Stored items:
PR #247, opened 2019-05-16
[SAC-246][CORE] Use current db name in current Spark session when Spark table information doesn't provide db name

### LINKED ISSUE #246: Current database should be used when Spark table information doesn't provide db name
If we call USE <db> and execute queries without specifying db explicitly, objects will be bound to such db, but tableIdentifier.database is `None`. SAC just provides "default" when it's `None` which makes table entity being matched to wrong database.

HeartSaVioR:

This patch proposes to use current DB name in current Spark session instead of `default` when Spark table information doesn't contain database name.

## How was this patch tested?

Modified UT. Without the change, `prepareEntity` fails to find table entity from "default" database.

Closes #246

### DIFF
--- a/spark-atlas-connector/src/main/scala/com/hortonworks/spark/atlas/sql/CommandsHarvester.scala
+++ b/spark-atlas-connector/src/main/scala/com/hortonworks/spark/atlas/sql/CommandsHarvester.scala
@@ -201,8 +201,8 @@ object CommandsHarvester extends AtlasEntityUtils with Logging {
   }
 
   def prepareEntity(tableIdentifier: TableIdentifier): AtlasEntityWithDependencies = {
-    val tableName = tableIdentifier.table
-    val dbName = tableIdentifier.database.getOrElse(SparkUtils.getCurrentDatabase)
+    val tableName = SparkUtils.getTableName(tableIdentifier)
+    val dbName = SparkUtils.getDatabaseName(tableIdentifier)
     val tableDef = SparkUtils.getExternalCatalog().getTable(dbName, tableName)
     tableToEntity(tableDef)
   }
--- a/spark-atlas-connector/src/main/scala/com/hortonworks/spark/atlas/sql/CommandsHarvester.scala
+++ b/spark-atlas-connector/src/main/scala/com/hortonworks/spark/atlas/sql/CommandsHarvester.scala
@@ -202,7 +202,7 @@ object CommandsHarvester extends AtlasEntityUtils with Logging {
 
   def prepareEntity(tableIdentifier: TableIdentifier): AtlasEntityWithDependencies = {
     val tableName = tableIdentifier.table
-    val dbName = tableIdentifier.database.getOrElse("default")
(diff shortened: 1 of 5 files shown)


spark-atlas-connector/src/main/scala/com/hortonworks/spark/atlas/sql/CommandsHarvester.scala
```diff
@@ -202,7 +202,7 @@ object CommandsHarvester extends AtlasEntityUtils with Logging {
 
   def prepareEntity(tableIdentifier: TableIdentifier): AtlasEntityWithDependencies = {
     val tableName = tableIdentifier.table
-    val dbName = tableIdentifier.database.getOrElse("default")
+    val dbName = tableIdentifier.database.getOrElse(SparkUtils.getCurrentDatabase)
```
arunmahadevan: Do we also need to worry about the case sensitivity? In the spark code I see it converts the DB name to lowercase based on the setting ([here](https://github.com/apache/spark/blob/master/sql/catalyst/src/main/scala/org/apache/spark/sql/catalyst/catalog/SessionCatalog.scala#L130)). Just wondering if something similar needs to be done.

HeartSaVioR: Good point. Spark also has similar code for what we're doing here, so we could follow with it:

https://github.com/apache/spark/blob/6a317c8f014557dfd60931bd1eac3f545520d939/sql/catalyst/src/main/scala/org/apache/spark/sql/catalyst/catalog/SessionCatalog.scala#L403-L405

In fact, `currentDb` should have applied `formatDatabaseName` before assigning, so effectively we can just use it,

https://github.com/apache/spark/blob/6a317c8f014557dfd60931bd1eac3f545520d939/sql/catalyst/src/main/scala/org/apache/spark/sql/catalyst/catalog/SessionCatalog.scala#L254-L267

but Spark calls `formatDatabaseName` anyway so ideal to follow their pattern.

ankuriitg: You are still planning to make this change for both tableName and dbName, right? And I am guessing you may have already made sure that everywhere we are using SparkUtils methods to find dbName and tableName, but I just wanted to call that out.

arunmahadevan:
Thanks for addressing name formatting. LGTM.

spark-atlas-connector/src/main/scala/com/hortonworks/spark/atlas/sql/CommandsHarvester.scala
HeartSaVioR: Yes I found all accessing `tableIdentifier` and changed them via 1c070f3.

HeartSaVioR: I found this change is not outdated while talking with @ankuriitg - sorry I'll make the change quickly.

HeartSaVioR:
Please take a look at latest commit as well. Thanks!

> Assignment
Copy the records above exactly, beginning at the line that contains "[SAC-246][CORE] Use current" and stopping after the line that contains "dbName = SparkUtils.getDatabaseName(tableIdentifier)".

> Written response
[SAC-246][CORE] Use current db name in current Spark session when Spark table information doesn't provide db name

### LINKED ISSUE #246: Current database should be used when Spark table information doesn't provide db name
If we call USE <db> and execute queries without specifying db explicitly, objects will be bound to such db, but tableIdentifier.database is `None`. SAC just provides "default" when it's `None` which makes table entity being matched to wrong database.

HeartSaVioR:

This patch proposes to use current DB name in current Spark session instead of `default` when Spark table information doesn't contain database name.

## How was this patch tested?

Modified UT. Without the change, `prepareEntity` fails to find table entity from "default" database.

Closes #246

### DIFF
--- a/spark-atlas-connector/src/main/scala/com/hortonworks/spark/atlas/sql/CommandsHarvester.scala
+++ b/spark-atlas-connector/src/main/scala/com/hortonworks/spark/atlas/sql/CommandsHarvester.scala
@@ -201,8 +201,8 @@ object CommandsHarvester extends AtlasEntityUtils with Logging {
   }
 
   def prepareEntity(tableIdentifier: TableIdentifier): AtlasEntityWithDependencies = {
-    val tableName = tableIdentifier.table
-    val dbName = tableIdentifier.database.getOrElse(SparkUtils.getCurrentDatabase)
+    val tableName = SparkUtils.getTableName(tableIdentifier)
+    val dbName = SparkUtils.getDatabaseName(tableIdentifier)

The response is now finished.